Of course their parents both understood what was happening, but Bean knew Mother well enough by now that he wasn't surprised that she had to ask a completely useless and dangerous question just to be sure.
"But we're not really ...," she began. Then Father's hand gently covered her mouth.
"It's the only way to keep us safe," Father said. "Once we're going at lightspeed, it'll seem like a couple of years to us, while decades pass on Earth. By the time we reach the other planet, everybody who wants us dead will be dead themselves."
"Like Joseph and Mary taking Jesus into Egypt," said Mother.
"Exactly," said Father.
"Except they got to go back to Nazareth."
"If Earth destroys itself in some stupid war," said Father, "it won't matter to us anymore, because we'll be part of a new world. Be happy about this, Elena. It means we can stay together." Then he kissed her.
"Time to go, Mr. and Mrs. Delphiki. Bring the boys, please." Graff reached up and yanked the damper from the ceiling light.
The soldiers who waited for them in the hall wore the uniform of the IF. Not a Greek uniform was in sight. And these young men were armed to the teeth. As they walked briskly to the stairs -- no elevators, no doors that might suddenly open to leave them trapped in a box for an enemy to toss in a grenade or a few thousand projectiles -- Bean watched the way the soldier in the lead watched everything, checked every corner, the light under every door in the hall, so that nothing could surprise him.

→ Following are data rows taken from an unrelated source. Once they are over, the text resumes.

PR #87, opened 2026-06-11
Drone comparison 

WWINMWWITW:
Side-by-Side Comparison: Created the DroneComparisonView to allow seamless analysis of hardware, performance, and firmware metrics across multiple drones.

Smart Highlighting: Added dynamic backend calculations to identify and visually highlight both the best (maximum) and worst (minimum) values for key performance metrics.

Export & Print Ready: Integrated a built-in CSV export feature (export_to_csv) and added native print-to-PDF support using window.print().

Secure RBAC Integration: Implemented the CanCompareDrones permission check within dispatch, explicitly denying access to the viewer role to meet business requirements without altering the shared rbac.py file.


drones/permissions.py
```diff
@@ -6,11 +6,38 @@
...
+        role_code = getattr(user_role_obj, "code", None)
+        if not role_code:
+            return False
+
+        if role_code == VIEWER_CODE:
+            return False
+
+        allowed_permissions = ROLE_PERMISSION_MATRIX.get(role_code, set())
+
+        return PERMISSION_SPECIFICATIONS_VIEW in allowed_permissions
```
mehalyna: The permission logic duplicates RBAC functionality already implemented in HasRBACPermission and hardcodes the VIEWER_CODE check. Use the existing HasRBACPermission class with PERMISSION_SPECIFICATIONS_VIEW instead of reimplementing the logic.

drones/views.py
mehalyna, line 1: 1. The min/max calculation logic is duplicated six times with nearly identical list comprehensions. Extract this into a helper method to reduce code duplication and improve maintainability.
2. Computing min/max values in the view layer with multiple database hits is inefficient for large querysets. Use Django's aggregation functions (Min/Max) to compute these values in a single database query.

drones/views.py
```diff
@@ -14,6 +18,181 @@
...
+
+    def get(self, request, *args, **kwargs):
+        ids_param = request.GET.get("ids", "")
+        drone_ids = self._parse_drone_ids(ids_param)
+
+        if request.GET.get("export") == "csv":
+            if len(drone_ids) > self.MAX_COMPARE_COUNT:
+                return HttpResponseBadRequest(
+                    f"Export failed. You can compare and export a \
+                     maximum of {self.MAX_COMPARE_COUNT} drones."
```
mehalyna: The message contains a line continuation backslash that creates awkward whitespace in the output. Use parentheses for implicit line continuation or a single-line f-string instead.

drones/views.py
```diff
@@ -14,6 +18,181 @@
...
+                    drone.classification,
+                    drone.status,
+                    getattr(spec, "firmware_version", "N/A"),
+                    getattr(spec, "max_speed_kmh", "N/A"),
+                    getattr(spec, "max_flight_time_min", "N/A"),
+                    getattr(spec, "payload_capacity_g", "N/A"),
+                ]
+            )
+
+        return response
```
mehalyna, line 178: The CSV export doesn't handle None values properly - getattr() returns "N/A" string but actual None values from the database will appear as empty strings. Use a consistent default value or explicit None handling.

drones/permissions.py
WWINMWWITW: I agree that hardcoding the VIEWER_CODE check wasn't ideal. However, I couldn't use the existing HasRBACPermission with PERMISSION_SPECIFICATIONS_VIEW because that permission grants access to the viewer role, which violates the acceptance criteria (restricting the feature to technical, operations, and dispatch staff only). To fix this properly, I have introduced a new dedicated permission in rbac.py specifically for drone comparisons and integrated it with HasRBACPermission

M1ro1 (approved):

mehalyna (approved):

yana-donda (approved):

Bean also saw how the man's body moved inside his clothes, with a kind of contained strength that made his clothes seem like kleenex, he could rip through the fabric just by tugging at it a little, because nothing could hold him in except his own self-control. It was like his sweat was pure testosterone. This was what a man was supposed to be. This was a soldier.

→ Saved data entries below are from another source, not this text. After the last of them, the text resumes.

PR #88, opened 2026-06-14
Task#65 component replacement logging

anastasiiahumeniuk:
### **Overview**
This pull request introduces comprehensive component replacement tracking for the Mission Control System. It adds a new `ComponentReplacement` model and associated APIs to record, filter, and export drone component maintenance history.

### **Key Features**

**1. Component Replacement Model**
- Tracks hardware replacements on drones (motors, batteries, cameras, frames, propellers, flight controllers, video transmitters, wiring, firmware, and other components)
- Records old and new serial numbers for accountability and traceability
- Stores replacement reason and timestamp
- Automatically tracks the technician who performed the replacement
- Includes comprehensive timestamps (created_at, updated_at)

**2. API Endpoints**
- **List & Create** (`/repairs/replacements/`) — View all replacements and create new ones
- **Detail View** (`/repairs/replacements/<id>/`) — Retrieve full replacement details
- **Export** (`/repairs/replacements/export/`) — Generate CSV reports with filtering support

**3. Advanced Filtering & Ordering**
- Filter by drone, component type, technician (replaced_by), and date range
- Support for start_date and end_date range queries
- Ordering by replaced_at, created_at, and component_type
- Pagination for large datasets

**4. Data Integrity & Validation**
- Prevents deletion of drones with active component replacements (PROTECT constraint)
- Validates that replacement dates cannot be in the future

I was never a soldier, thought Bean. He tried to imagine himself the way he had been in Battle School, strapping on cut-down flashsuit pieces that never fit him right. He always looked like somebody's pet monkey dressed up as a human for the joke of it. Like a toddler who got clothes out of his big brother's dresser. The man in front of him, that's what Bean wanted to be when he grew up. But try as he might, he could never imagine himself actually being big. No, not even being full size. He would always be looking up at the world. He might be male, he might be human, or at least humanesque, but he would never be a manly. No one would ever look at him and say, Now, that's a man.
Then again, this soldier had never given orders that changed the course of history. Looking great in a uniform wasn't the only way to earn your place in the world.
Down the stairs, three flights, and then a pause for just a moment well back from the emergency exit while two of the soldiers came out and watched for the signal from the men in the IF chopper waiting thirty meters away. The signal came. Graff and Sister Carlotta led the way, still a brisk walk. They looked neither left nor right, just focused on the helicopter. They got in, sat down, buckled up, and the chopper tilted and rose from the grass and flew low out over the water.